----- STORED DATA

PR #16567, opened 2020-06-03
Package lem.2020-06-03

CuiCui66:
### `lem.2020-06-03`
Lem is a tool for lightweight executable mathematics
Lem is a tool for lightweight executable mathematics, for writing,
managing, and publishing large-scale portable semantic definitions,
with export to LaTeX, executable code (currently OCaml) and
interactive theorem provers (currently Coq, HOL4, and Isabelle/HOL).

It is also intended as an intermediate language for generating
definitions from domain-specific tools, and for porting definitions
between interactive theorem proving systems.

---
* Homepage: http://www.cl.cam.ac.uk/~pes20/lem/
* Source repo: git+https://github.com/rems-project/lem.git
* Bug tracker: https://github.com/rems-project/lem/issues

---

### DIFF
--- a/packages/lem/lem.2020-06-03/opam
+++ b/packages/lem/lem.2020-06-03/opam
@@ -1,0 +1,50 @@
+opam-version: "2.0"
+maintainer: "Lem Devs <cl-lem-dev@lists.cam.ac.uk>"
+authors: [
+  "Dominic Mulligan"
+  "Francesco Zappa Nardelli"
+  "Gabriel Kerneis"
+  "Kathy Gray"
+  "Peter Boehm"
+  "Peter Sewell"
+  "Scott Owens"
+  "Thomas Tuerk"
+  "Brian Campbell"
+  "Shaked Flur"
+  "Thomas Bauereiss"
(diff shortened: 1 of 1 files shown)


CuiCui66:
Do not merge

Actually I discovered some tests, (I'm just packaging, I did not write the software) and they don't pass, So I need to make them pass and then add them to the the target "with-test" in the opam file.

Should I close the PR and open another one when this is done, or should I leave it open?

kit-ty-kate:
if the version number gets change it might be easier to close it, otherwise you can let it open as opam-publish should be able to update the PR.

CuiCui66:
After discussing with an author, this was a legacy test suite that was not updated for several years and is not valid anymore. It's normal they fail. They are not even mentioned in the README or anything else. The main test suite is already invoked by the main `make` invocation and pass. We'll keep them in case someone updates them later but they will not be run by the opam `with-test` variable as they are not correct anymore.

@kit-ty-kate In the end, we can merge the PR as-is

avsm:

PR #18112, opened 2021-02-08
5 packages from gitlab.com/dannywillems/ocaml-bls12-381/-/archive/0.4.1/ocaml-bls12-381-0.4.1.tar.bz2

dannywillems:
This pull-request concerns:
-`bls12-381.0.4.1`: Virtual package for BLS12-381 primitives
-`bls12-381-gen.0.4.1`: Functors to generate BLS12-381 primitives based on stubs
-`bls12-381-js.0.4.1`: JavaScript version of BLS12-381 primitives implementing the virtual
 package bls12-381
-`bls12-381-js-gen.0.4.1`: Functors to generate BLS12-381 JavaScript primitives based on stubs
-`bls12-381-unix.0.4.1`: UNIX version of BLS12-381 primitives implementing the virtual package
 bls12-381

This new release brings JavaScript support using js_of_ocaml. More information can be found in the [README](https://gitlab.com/dannywillems/ocaml-bls12-381/-/blob/c35d14caa7217931ad47c9434a8ed42cd4aa3d12/README.md).

For the UNIX version, nothing changes compared to before, except adding `bls12-381-unix` when writing an executable.
For the JavaScript version, the integration does rely on a communication with a wasm module, generated by [wasm-bindgen](https://github.com/rustwasm/wasm-bindgen) from the same source code the UNIX package uses ([rustc-bls12-381](https://gitlab.com/dannywillems/rustc-bls12-381/-/tree/bc34f9d806d5b94bb0e3158bd01cc5598e83adcb), integrated in tezos-rust-libs, see https://gitlab.com/tezos/tezos-rust-libs/-/merge_requests/1). [js_of_ocaml](https://github.com/ocsigen/js_of_ocaml) is used on the OCaml side to generate JavaScript code which is going to call the wasm module and read/write the wasm memory.

I am not aware of any previous attempt on releasing OPAM packages using Rust code with a JavaScript support (using the same Rust dependency). This solution does work, but a bunch of improvements can be made. In particular, the JavaScript binding could be improved by writing a library « à la ctypes », see https://gitlab.com/nomadic-labs/tezos/-/issues/230 for the idea. If there is any other attempt, please share. There is an ongoing work to do the same for Sapling in Tezos, and feedbacks are welcome.

I also started (but never finished, even if the most interesting parts, like pointers are not written but used in these packages...) a bunch of README and code to write web applications using OCaml and Rust: https://gitlab.com/dannywillems/web-ocaml-rust-tuto.

---
* Homepage: https://gitlab.com/dannywillems/ocaml-bls12-381
* Source repo: git+https://gitlab.com/dannywillems/ocaml-bls12-381.git
* Bug tracker: https://gitlab.com/dannywillems/ocaml-bls12-381/issues

---

### DIFF
--- a/packages/bls12-381-gen/bls12-381-gen.0.4.1/opam
+++ b/packages/bls12-381-gen/bls12-381-gen.0.4.1/opam
@@ -7,11 +7,11 @@ license: "MIT"
 homepage: "https://gitlab.com/dannywillems/ocaml-bls12-381"
 bug-reports: "https://gitlab.com/dannywillems/ocaml-bls12-381/issues"
 depends: [
-  "ocaml" {>= "4.08" & < "4.12"}
+  "ocaml" {>= "4.08"}
   "dune" {>= "2.7"}
   "ff-sig" {>= "0.6.1" & < "0.7.0"}
   "zarith" {>= "1.10" & < "2.0"}
-  "bisect_ppx" {with-test & >= "2.5" & < "2.6.0"}
+  "bisect_ppx" {with-test & >= "2.5"}
 ]
 build: ["dune" "build" "-j" jobs "-p" name "@install"]
 dev-repo: "git+https://gitlab.com/dannywillems/ocaml-bls12-381.git"
--- a/packages/bls12-381-gen/bls12-381-gen.0.4.1/opam
+++ b/packages/bls12-381-gen/bls12-381-gen.0.4.1/opam
@@ -1,0 +1,25 @@
+opam-version: "2.0"
+synopsis: "Functors to generate BLS12-381 primitives based on stubs"
+description: "Functors to generate BLS12-381 primitives based on stubs"
+maintainer: "Danny Willems <be.danny.willems@gmail.com>"
+authors: "Danny Willems <be.danny.willems@gmail.com>"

----------

EXERCISE PROMPT
The records above must be retyped in full, exactly as written.

ANSWER FOR THE TASK
PR #16567, opened 2020-06-03
Package lem.2020-06-03

CuiCui66:
### `lem.2020-06-03`
Lem is a tool for lightweight executable mathematics
Lem is a tool for lightweight executable mathematics, for writing,
managing, and publishing large-scale portable semantic definitions,
with export to LaTeX, executable code (currently OCaml) and
interactive theorem provers (currently Coq, HOL4, and Isabelle/HOL).

It is also intended as an intermediate language for generating
definitions from domain-specific tools, and for porting definitions
between interactive theorem proving systems.

---
* Homepage: http://www.cl.cam.ac.uk/~pes20/lem/
* Source repo: git+https://github.com/rems-project/lem.git
* Bug tracker: https://github.com/rems-project/lem/issues

---

### DIFF
--- a/packages/lem/lem.2020-06-03/opam
+++ b/packages/lem/lem.2020-06-03/opam
@@ -1,0 +1,50 @@
+opam-version: "2.0"
+maintainer: "Lem Devs <cl-lem-dev@lists.cam.ac.uk>"
+authors: [
+  "Dominic Mulligan"
+  "Francesco Zappa Nardelli"
+  "Gabriel Kerneis"
+  "Kathy Gray"
+  "Peter Boehm"
+  "Peter Sewell"
+  "Scott Owens"
+  "Thomas Tuerk"
+  "Brian Campbell"
+  "Shaked Flur"
+  "Thomas Bauereiss"
(diff shortened: 1 of 1 files shown)


CuiCui66:
Do not merge

Actually I discovered some tests, (I'm just packaging, I did not write the software) and they don't pass, So I need to make them pass and then add them to the the target "with-test" in the opam file.

Should I close the PR and open another one when this is done, or should I leave it open?

kit-ty-kate:
if the version number gets change it might be easier to close it, otherwise you can let it open as opam-publish should be able to update the PR.

CuiCui66:
After discussing with an author, this was a legacy test suite that was not updated for several years and is not valid anymore. It's normal they fail. They are not even mentioned in the README or anything else. The main test suite is already invoked by the main `make` invocation and pass. We'll keep them in case someone updates them later but they will not be run by the opam `with-test` variable as they are not correct anymore.

@kit-ty-kate In the end, we can merge the PR as-is

avsm:

PR #18112, opened 2021-02-08
5 packages from gitlab.com/dannywillems/ocaml-bls12-381/-/archive/0.4.1/ocaml-bls12-381-0.4.1.tar.bz2

dannywillems:
This pull-request concerns:
-`bls12-381.0.4.1`: Virtual package for BLS12-381 primitives
-`bls12-381-gen.0.4.1`: Functors to generate BLS12-381 primitives based on stubs
-`bls12-381-js.0.4.1`: JavaScript version of BLS12-381 primitives implementing the virtual
 package bls12-381
-`bls12-381-js-gen.0.4.1`: Functors to generate BLS12-381 JavaScript primitives based on stubs
-`bls12-381-unix.0.4.1`: UNIX version of BLS12-381 primitives implementing the virtual package
 bls12-381

This new release brings JavaScript support using js_of_ocaml. More information can be found in the [README](https://gitlab.com/dannywillems/ocaml-bls12-381/-/blob/c35d14caa7217931ad47c9434a8ed42cd4aa3d12/README.md).

For the UNIX version, nothing changes compared to before, except adding `bls12-381-unix` when writing an executable.
For the JavaScript version, the integration does rely on a communication with a wasm module, generated by [wasm-bindgen](https://github.com/rustwasm/wasm-bindgen) from the same source code the UNIX package uses ([rustc-bls12-381](https://gitlab.com/dannywillems/rustc-bls12-381/-/tree/bc34f9d806d5b94bb0e3158bd01cc5598e83adcb), integrated in tezos-rust-libs, see https://gitlab.com/tezos/tezos-rust-libs/-/merge_requests/1). [js_of_ocaml](https://github.com/ocsigen/js_of_ocaml) is used on the OCaml side to generate JavaScript code which is going to call the wasm module and read/write the wasm memory.

I am not aware of any previous attempt on releasing OPAM packages using Rust code with a JavaScript support (using the same Rust dependency). This solution does work, but a bunch of improvements can be made. In particular, the JavaScript binding could be improved by writing a library « à la ctypes », see https://gitlab.com/nomadic-labs/tezos/-/issues/230 for the idea. If there is any other attempt, please share. There is an ongoing work to do the same for Sapling in Tezos, and feedbacks are welcome.

I also started (but never finished, even if the most interesting parts, like pointers are not written but used in these packages...) a bunch of README and code to write web applications using OCaml and Rust: https://gitlab.com/dannywillems/web-ocaml-rust-tuto.

---
* Homepage: https://gitlab.com/dannywillems/ocaml-bls12-381
* Source repo: git+https://gitlab.com/dannywillems/ocaml-bls12-381.git
* Bug tracker: https://gitlab.com/dannywillems/ocaml-bls12-381/issues

---

### DIFF
--- a/packages/bls12-381-gen/bls12-381-gen.0.4.1/opam
+++ b/packages/bls12-381-gen/bls12-381-gen.0.4.1/opam
@@ -7,11 +7,11 @@ license: "MIT"
 homepage: "https://gitlab.com/dannywillems/ocaml-bls12-381"
 bug-reports: "https://gitlab.com/dannywillems/ocaml-bls12-381/issues"
 depends: [
-  "ocaml" {>= "4.08" & < "4.12"}
+  "ocaml" {>= "4.08"}
   "dune" {>= "2.7"}
   "ff-sig" {>= "0.6.1" & < "0.7.0"}
   "zarith" {>= "1.10" & < "2.0"}
-  "bisect_ppx" {with-test & >= "2.5" & < "2.6.0"}
+  "bisect_ppx" {with-test & >= "2.5"}
 ]
 build: ["dune" "build" "-j" jobs "-p" name "@install"]
 dev-repo: "git+https://gitlab.com/dannywillems/ocaml-bls12-381.git"
--- a/packages/bls12-381-gen/bls12-381-gen.0.4.1/opam
+++ b/packages/bls12-381-gen/bls12-381-gen.0.4.1/opam
@@ -1,0 +1,25 @@
+opam-version: "2.0"
+synopsis: "Functors to generate BLS12-381 primitives based on stubs"
+description: "Functors to generate BLS12-381 primitives based on stubs"
+maintainer: "Danny Willems <be.danny.willems@gmail.com>"
+authors: "Danny Willems <be.danny.willems@gmail.com>"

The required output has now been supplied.